The Home Office would have to give its permission before the team could proceed, but Dr Fernando believes that this is a formality.
He said: "This is being taken seriously and I have been given permission to be part of the team involved. I will be acting under the authority of the coroner and will report to him or her. We will report to the police if a crime is discovered.
"Although there is a long period of time involved, it can still be classed as a crime. It is possible to prove poisoning because you still have the bones which will give very good results when analysed for toxins.
"We hope we will find fingernails and possibly hair. If you have bone, hair or fingernails you can look for arsenic and other heavy metal poisons."
A copy of a document outlining the team's plans and evidence was placed on public show at the village's library.
Experts also expected to carry out studies include Dr Susan Paterson, head toxicologist at the Imperial College in London and Simon Bray, a consultant archaeological engineer, who has carried out more than 2000 exhumations throughout the UK and Europe.
Garrick-Steele's collaborator, Paul Spiring, a former Avon and Somerset police officer who works for the European Civil Service at the European School of Karlsruhe in Germany, said: "Our team seeks merely to ascertain Fletcher Robinson's precise cause of death . . . without Ipplepen and Fletcher Robinson, The Hound of the Baskervilles and indeed most of Sherlock Holmes's novels would never have been written."

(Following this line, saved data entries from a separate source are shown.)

PR #4870, opened 2025-10-09
Improvements related to JSON program representations

mihaibudiu:
There are two separate commits:
- one adds two missing edges in the JSON graphs generated by the getProfile call. 
- one adds the complete program source code to the json generated by calling the compiler with the `--dataflow` flag. The sources are just a JSON array of strings.

The latter part will be used while navigating the program profile, to link the profile with the original source code.

(While doing this I learned that unicode characters are escaped differently depending on the language, e.g., JSON/Rust, so I had to fix this too.)

### DIFF
--- a/sql-to-dbsp-compiler/SQL-compiler/src/test/java/org/dbsp/sqlCompiler/compiler/sql/streaming/ProfilingTests.java
+++ b/sql-to-dbsp-compiler/SQL-compiler/src/test/java/org/dbsp/sqlCompiler/compiler/sql/streaming/ProfilingTests.java
@@ -8,6 +8,7 @@ import org.dbsp.sqlCompiler.compiler.sql.tools.BaseSQLTests;
 import org.dbsp.util.Linq;
 import org.dbsp.util.Utilities;
 import org.junit.Assert;
+import org.junit.Ignore;
 import org.junit.Test;
 
 import java.io.File;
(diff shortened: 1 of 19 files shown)


mihaibudiu:
The first commit is also present in the profiler visualization PR, but it's better to do it separately.

sql-to-dbsp-compiler/SQL-compiler/src/test/java/org/dbsp/sqlCompiler/compiler/sql/streaming/ProfilingTests.java
```diff
@@ -199,6 +199,60 @@ pub fn test() {
         }
     }
 
+<<<<<<< Updated upstream
```
ryzhyk: this looks wrong

mihaibudiu: how come my tests are running?

blp: Because you deleted these markers in the second commit.

mihaibudiu: ah, I messed up the split into commits, let me redo this

crates/dbsp/src/monitor/circuit_graph.rs
```diff
@@ -364,7 +364,11 @@ impl Node {
                 label(&self.name, self.location),
                 0f64,
             ))),
-            NodeKind::StrictOutput => None,
+            NodeKind::StrictOutput => Some(VisNode::Simple(SimpleNode::new(
```
ryzhyk, line 367: won't this node show up in pdf profiles, making them messy?

mihaibudiu: Maybe I added this to the wrong function, I will double echeck.
Meant to add it to the function I am calling to get json only.

mihaibudiu: I think this is the right place. The pdf viewer calls visualize, the function above.

PR #4872, opened 2025-10-10
[manager] More detailed pipeline HTTP errors.

ryzhyk:
Add pipeline name and HTTP request details when reporting a failed request to a pipeline, e.g.:

```
2025-10-10 18:33:06 INFO [manager] [HTTP error] 503 Service Unavailable PipelineInteractionUnreachable: Error sending HTTP request to pipeline 'accelerating-batch-analytics': unable to send request due to: Failed to connect to host: Connection refused (os error 61)
Failed request: HTTP/1.1 GET http://127.0.0.1:62321/stats?
```

There are more errors that would benefit from additional context like pipeline name, but I focused on our immediate needs here.

### DIFF
--- a/crates/pipeline-manager/src/runner/interaction.rs
+++ b/crates/pipeline-manager/src/runner/interaction.rs
@@ -9,7 +9,7 @@ use crate::runner::error::RunnerError;
 use actix_web::{http::Method, web::Payload, HttpRequest, HttpResponse, HttpResponseBuilder};
 use actix_ws::{CloseCode, CloseReason};
 use awc::error::{ConnectError, SendRequestError};
-use awc::ClientResponse;
+use awc::{ClientRequest, ClientResponse};
 use crossbeam::sync::ShardedLock;
 use feldera_types::query::MAX_WS_FRAME_SIZE;
 use log::error;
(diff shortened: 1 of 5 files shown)


crates/pipeline-manager/src/runner/pipeline_automata.rs
```diff
@@ -1104,6 +1104,7 @@ impl<T: PipelineExecutor> PipelineAutomaton<T> {
                                 runtime_desired_status: RuntimeDesiredStatus::Paused,
                             }),
                             "Terminated" => Err(ErrorResponse::from(&RunnerError::PipelineInteractionInvalidResponse {
+                                pipeline_name: self.pipeline_id.to_string(),
```
mihaibudiu, line 1107: is name the same as id?

crates/pipeline-manager/src/runner/interaction.rs
```diff
@@ -582,4 +595,14 @@ impl RunnerInteraction {
         }
         Ok(builder.streaming(response))
     }
+
+    /// Format HTTP request for logging.
+    fn format_request(request: &ClientRequest) -> String {
```
mihaibudiu, line 601: is this a standard format that log parsing tools will understand?

crates/pipeline-manager/src/runner/pipeline_automata.rs
ryzhyk: No, as the comment says we use uuid instead of name if name is not available at the call site.

PR #4874, opened 2025-10-10
Run platform tests with debug logging

ryzhyk:
Enable debug logging in pipelines in Python platform tests. See commit messages.

### DIFF
--- a/python/tests/platform/helper.py
+++ b/python/tests/platform/helper.py
@@ -132,10 +132,15 @@ def wait_for_deployment_status(name: str, desired: str, timeout_s: float = 60.0)
         f"Timed out waiting for pipeline '{name}' deployment_status={desired} (last={last})"
     )
 
+
 def create_pipeline(name: str, sql: str):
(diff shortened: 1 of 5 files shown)


crates/adapters/src/server.rs
```diff
@@ -661,7 +661,7 @@ pub fn run_server(
             let state = state.clone();
             build_app(
                 App::new().wrap_fn(|req, srv| {
-                    trace!("Request: {} {}", req.method(), req.path());
+                    debug!("Request: {} {}", req.method(), req.path());
```
mihaibudiu, line 664: Isn't debug too low a level for this?

python/feldera/runtime_config.py
```diff
@@ -81,6 +81,7 @@ def __init__(
         fault_tolerance_model: Optional[FaultToleranceModel] = None,
         checkpoint_interval_secs: Optional[int] = None,
         dev_tweaks: Optional[dict] = None,
+        logging: Optional[str] = None,
```
mihaibudiu, line 84: should this be called logging_level?

PR #4883, opened 2025-10-13
[dbsp] Add operation type and path name to StorageError::Stdio.

blp:
This adds error paths to most storage errors.

### DIFF
--- a/crates/adapterlib/src/errors/controller.rs
+++ b/crates/adapterlib/src/errors/controller.rs
@@ -698,7 +698,7 @@ pub enum ControllerError {
         /// Describes the context where the error occurred.
         context: String,
         error: StorageError,
-        backtrace: Backtrace,
+        backtrace: Box<Backtrace>,
     },
 
     /// Enterprise-only feature.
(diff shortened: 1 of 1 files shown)


crates/dbsp/src/storage/backend/posixio_impl.rs
```diff
@@ -537,7 +566,13 @@ impl StorageBackend for PosixBackend {
             Err(error) if error.kind() == ErrorKind::NotADirectory => self
                 .delete(name)
                 .inspect_err(|e| warn!("{}: delete nondirectory failed: {e}", path.display()))?,
-            Err(error) => return Err(error)?,
+            Err(error) => {
+                return Err(StorageError::stdio(
+                    error.kind(),
+                    "recursive unlink",
```
mihaibudiu, line 572: this is a very unix terminology

crates/storage/src/error.rs
```diff
@@ -11,9 +11,13 @@ use uuid::Uuid;
 #[derive(Clone, Error, Debug, Serialize)]
 pub enum StorageError {
     /// I/O error.
-    #[error("{0}")]
+    #[error("{}: {operation} failed: {kind}", path.as_ref().map_or("(unknown file)", |path| path.as_str()))]
```
mihaibudiu, line 14: every time I discover a new weird feature of this language, like writing programs in these annotations.

blp: This is a feature of thiserror: https://docs.rs/thiserror/latest/thiserror/#details

PR #4887, opened 2025-10-14
Add even more detailed error reporting to Posix storage.

blp:
We are seeing "readdir entry" errors sometimes in CI and these additional details could help to diagnose the problem.

### DIFF
--- a/crates/dbsp/src/storage/backend/posixio_impl.rs
+++ b/crates/dbsp/src/storage/backend/posixio_impl.rs
@@ -465,11 +465,18 @@ impl StorageBackend for PosixBackend {
         parent: &StoragePath,
         cb: &mut dyn FnMut(&StoragePath, StorageFileType),
     ) -> Result<(), StorageError> {
-        fn parse_entry(entry: &DirEntry) -> Result<(OsString, StorageFileType), IoError> {
-            let file_type = entry.file_type()?;
+        fn parse_entry(entry: &DirEntry) -> Result<(OsString, StorageFileType), StorageError> {
+            let file_type = entry.file_type().map_err(|e| {
+                StorageError::stdio(e.kind(), "readdir type", entry.path().display())
+            })?;
             let file_type = if file_type.is_file() {
                 StorageFileType::File {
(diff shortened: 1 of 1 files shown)


crates/dbsp/src/storage/backend/posixio_impl.rs
```diff
@@ -300,9 +289,11 @@ impl PosixWriter {
                     .max(0)
                     .cast_unsigned();
                 if usage_mb > storage_mb_max {
-                    warn!("{}: failing write because {usage_mb} MIB > {} MiB storage limit from DevTweak",
-                          self.drop.path.display(), storage_mb_max);
-                    return Err(StorageError::stdio(ErrorKind::StorageFull, "write", self.drop.path.display()));
+                    return Err(StorageError::stdio(
```
mihaibudiu, line 292: isn't it weird how the format needs to change after you delete that line?

crates/dbsp/src/storage/backend/posixio_impl.rs
```diff
@@ -104,21 +104,19 @@ impl FileReader for PosixReader {
...
-                    Ok(()) => Ok(Arc::new(buffer)),
-                    Err(e) => Err(StorageError::stdio(
-                        e.kind(),
-                        "read",
-                        self.drop.path.display(),
-                    )),
-                }
-            })
-            .inspect_err(|e| warn!("{}: read failed: {e}", self.drop.path.display()))
+        READ_LATENCY_MICROSECONDS.record_callback(|| {
```
mihaibudiu, line 107: wouldn't it be a good idea to leave these as `info!`?

crates/dbsp/src/storage/backend/posixio_impl.rs
blp: Yeah, that surprised me too.

crates/dbsp/src/storage/backend/posixio_impl.rs
blp: I'd rather not, the caller should not be able to ignore this so it seems reasonable to let it report it.

Issue #4899, opened 2025-10-14
[SQL] Compiler rejects legal ASOF JOIN


mihaibudiu:
This is a bug in Calcite (which I have introduced):
https://issues.apache.org/jira/browse/CALCITE-7228

mihaibudiu:
I have filed a fix in Calcite for this bug: https://github.com/apache/calcite/pull/4588

PR #4900, opened 2025-10-14
[SQL] Fix two bugs in ASOF JOIN Rust code generation

### LINKED ISSUE #4876: [SQL] Comparison operations produce bug for ROW type when row2 contains more elements than row1
Following SQL:

```
CREATE TABLE tbl(roww ROW(i1 INT, v1 VARCHAR NULL));

roww = ROW(4, 'cat', 'dog') AS roww
FROM tbl;
```

Given input: **{"roww": {"i1": 4, "v1": "cat"}}**

Produces the following error:
**error: This is a bug in the compiler (please report it to the developers)
Index 2 out of bounds for length 2**

This behavior occurs for the following operations as well: 
```
roww != ROW(4, 'cat', 'dog') AS roww,
roww > ROW(4, 'cat', 'dog') AS roww,
roww < ROW(4, 'cat', 'dog') AS roww,
roww >= ROW(4, 'cat', 'dog') AS roww,
roww <= ROW(4, 'cat', 'dog') AS roww
```

mihaibudiu:
Fixes #4876

This contains fixes for some user-reported bugs.

There are 4 test new cases; 3 of which are resolved by this PR.
- Two test cases are symptoms of the same bug (missing clone call in Rust code generation)
- One test case is due to a lookup for an operator that may not exist
- One test case is `@Ignored`; a new issue #4899 has been filed to track it

By advancing the calcite version we also fix #4876; the corresponding test has been enabled.


lalithsuresh (approved):
Create an issue to add input/output examples for these tests too.

PR #4902, opened 2025-10-14
Fix "Download support bundle" button bug

Karakatiza666:
Fix "Download support bundle" button sometimes does not work with authentication
Move 'Pipeline ID' and 'Support Bundle' buttons to the Monitoring panel header
image


web-console/src/assets/fonts/feldera-material-icons.svg
gz, line 1: cant tell the difference

PR #4906, opened 2025-10-15
[SQL] Validate connectors property; provide warnings for connectors w…

### LINKED ISSUE #4896: [RFC] Warn about anonymous connectors.
As we are adding support for modifying pipelines, we should start nudging users to explicitly name connectors. This will help to avoid odd situations where removing one connector and adding an unrelated connector in the same position will lead to an error with the new connector trying to initialize from the checkpoint left by the previous connector. Conversely, changing connector order without changing their configuration will cause connectors to lose their checkpointed state.

Since this change will break backward compatibility, the most user-friendly way to introduce it is to output compiler warnings when encountering anonymous connectors, including a warning that this will cause errors in future Feldera versions.

mihaibudiu:
Fixes #4896
This may be annoying to users while they type SQL.

### DIFF
--- a/crates/pipeline-manager/src/compiler/sql_compiler.rs
+++ b/crates/pipeline-manager/src/compiler/sql_compiler.rs
@@ -1273,7 +1273,7 @@ mod test {
             CREATE TABLE t1 (
                 val INT
             ) WITH (
-                'connectors' = 'These are not valid connectors.'
+                'connectors' = '["These are not valid connectors."]'
             )
         "#};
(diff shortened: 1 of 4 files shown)


mihaibudiu:
The new validation expects the value attached to the 'connectors' key to be a legal JSON array.
For each connector a warning is given if the "name" property is missing.
The shape of the warning can probably be improved; the current JSON parser I am using does not give source position information inside the JSON string.

ryzhyk (approved):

Fletcher Robinson died in Kensington, London, aged 36, on January 21, 1907, of typhoid, but was never cremated, which contravened the law of the time, which said victims should be cremated immediately to avoid the spreading of such a contagious disease.
Evidence also suggests Fletcher Robinson died in eight days, which would fit claims that he was poisoned. A letter Conan Doyle wrote to his mother after his first day with Fletcher Robinson on Dartmoor is said to prove he was relying on Fletcher Robinson's own writings.